* [ACTIVITY]:
Go through the records, and copy each line in which the string "logs" is present.

* [GIVEN INFORMATION]:
:::::

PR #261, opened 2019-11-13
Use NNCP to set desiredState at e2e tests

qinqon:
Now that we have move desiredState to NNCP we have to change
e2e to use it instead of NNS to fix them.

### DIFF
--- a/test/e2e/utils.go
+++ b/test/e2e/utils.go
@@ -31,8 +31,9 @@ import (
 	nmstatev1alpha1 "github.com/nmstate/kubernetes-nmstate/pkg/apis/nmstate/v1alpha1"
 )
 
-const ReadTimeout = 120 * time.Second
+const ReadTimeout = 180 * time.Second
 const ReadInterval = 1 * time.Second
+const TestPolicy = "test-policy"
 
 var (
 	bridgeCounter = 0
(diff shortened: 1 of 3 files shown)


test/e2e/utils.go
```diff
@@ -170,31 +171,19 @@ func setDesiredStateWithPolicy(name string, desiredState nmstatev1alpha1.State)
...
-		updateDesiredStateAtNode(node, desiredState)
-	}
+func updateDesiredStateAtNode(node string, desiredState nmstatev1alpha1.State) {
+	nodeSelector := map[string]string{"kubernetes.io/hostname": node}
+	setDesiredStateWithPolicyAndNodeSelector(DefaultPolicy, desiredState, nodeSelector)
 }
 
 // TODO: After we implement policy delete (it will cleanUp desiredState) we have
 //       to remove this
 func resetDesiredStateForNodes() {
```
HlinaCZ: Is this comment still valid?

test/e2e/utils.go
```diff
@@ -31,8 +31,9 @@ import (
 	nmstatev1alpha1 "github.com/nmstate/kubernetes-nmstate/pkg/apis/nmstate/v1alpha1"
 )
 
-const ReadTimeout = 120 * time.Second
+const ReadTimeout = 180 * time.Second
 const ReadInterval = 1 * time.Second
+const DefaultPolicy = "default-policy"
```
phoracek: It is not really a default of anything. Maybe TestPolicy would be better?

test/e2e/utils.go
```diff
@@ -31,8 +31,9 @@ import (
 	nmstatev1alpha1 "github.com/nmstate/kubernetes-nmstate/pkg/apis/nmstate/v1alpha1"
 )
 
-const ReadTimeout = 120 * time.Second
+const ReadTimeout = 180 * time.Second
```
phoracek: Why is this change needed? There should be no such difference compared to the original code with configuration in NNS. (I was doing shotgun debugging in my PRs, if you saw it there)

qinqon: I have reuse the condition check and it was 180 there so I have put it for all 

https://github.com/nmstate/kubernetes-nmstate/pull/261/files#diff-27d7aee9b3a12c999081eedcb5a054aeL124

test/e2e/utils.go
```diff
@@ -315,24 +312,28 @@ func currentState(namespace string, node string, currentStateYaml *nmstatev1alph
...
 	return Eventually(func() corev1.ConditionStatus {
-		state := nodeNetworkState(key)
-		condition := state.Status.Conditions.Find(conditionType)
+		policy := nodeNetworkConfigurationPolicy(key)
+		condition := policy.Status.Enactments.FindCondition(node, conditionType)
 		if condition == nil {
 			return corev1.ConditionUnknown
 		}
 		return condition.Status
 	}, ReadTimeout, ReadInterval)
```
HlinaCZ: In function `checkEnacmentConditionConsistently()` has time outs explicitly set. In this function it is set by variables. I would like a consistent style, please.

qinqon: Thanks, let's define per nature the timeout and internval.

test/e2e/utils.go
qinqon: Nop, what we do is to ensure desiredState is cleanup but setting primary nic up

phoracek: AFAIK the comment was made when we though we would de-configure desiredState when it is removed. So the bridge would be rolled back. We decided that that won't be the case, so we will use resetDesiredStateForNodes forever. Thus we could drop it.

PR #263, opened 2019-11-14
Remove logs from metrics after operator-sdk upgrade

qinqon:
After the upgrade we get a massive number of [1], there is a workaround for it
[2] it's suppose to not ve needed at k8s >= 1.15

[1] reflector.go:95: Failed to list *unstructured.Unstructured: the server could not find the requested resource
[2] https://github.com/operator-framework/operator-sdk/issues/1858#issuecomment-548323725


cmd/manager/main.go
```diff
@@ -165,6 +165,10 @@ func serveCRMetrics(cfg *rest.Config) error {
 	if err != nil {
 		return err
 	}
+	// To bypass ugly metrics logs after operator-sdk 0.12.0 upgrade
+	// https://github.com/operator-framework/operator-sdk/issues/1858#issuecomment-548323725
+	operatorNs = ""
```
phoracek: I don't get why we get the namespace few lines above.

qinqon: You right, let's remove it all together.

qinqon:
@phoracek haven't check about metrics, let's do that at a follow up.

:::::

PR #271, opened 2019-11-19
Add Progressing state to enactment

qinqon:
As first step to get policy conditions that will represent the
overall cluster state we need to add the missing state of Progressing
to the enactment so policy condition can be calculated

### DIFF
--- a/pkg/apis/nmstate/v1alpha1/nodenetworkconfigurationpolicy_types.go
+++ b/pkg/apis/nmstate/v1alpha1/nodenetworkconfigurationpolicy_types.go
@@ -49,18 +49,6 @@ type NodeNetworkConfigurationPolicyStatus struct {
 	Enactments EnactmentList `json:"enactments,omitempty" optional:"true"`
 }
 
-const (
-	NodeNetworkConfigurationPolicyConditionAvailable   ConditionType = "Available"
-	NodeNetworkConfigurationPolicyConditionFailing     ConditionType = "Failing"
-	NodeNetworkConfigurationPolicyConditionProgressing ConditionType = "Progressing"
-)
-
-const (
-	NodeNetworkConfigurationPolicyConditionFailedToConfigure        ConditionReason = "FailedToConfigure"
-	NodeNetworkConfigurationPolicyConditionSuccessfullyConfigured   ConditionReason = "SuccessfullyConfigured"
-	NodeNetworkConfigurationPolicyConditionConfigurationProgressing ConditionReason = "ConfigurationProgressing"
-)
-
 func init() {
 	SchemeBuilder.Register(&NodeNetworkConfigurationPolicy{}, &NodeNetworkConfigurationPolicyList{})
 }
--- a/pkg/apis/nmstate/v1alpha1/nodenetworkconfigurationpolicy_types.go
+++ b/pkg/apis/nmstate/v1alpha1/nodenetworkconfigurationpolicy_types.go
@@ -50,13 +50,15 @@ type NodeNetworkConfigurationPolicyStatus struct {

:::::

* [RESULT OF THIS TASK]:
Remove logs from metrics after operator-sdk upgrade
+	// To bypass ugly metrics logs after operator-sdk 0.12.0 upgrade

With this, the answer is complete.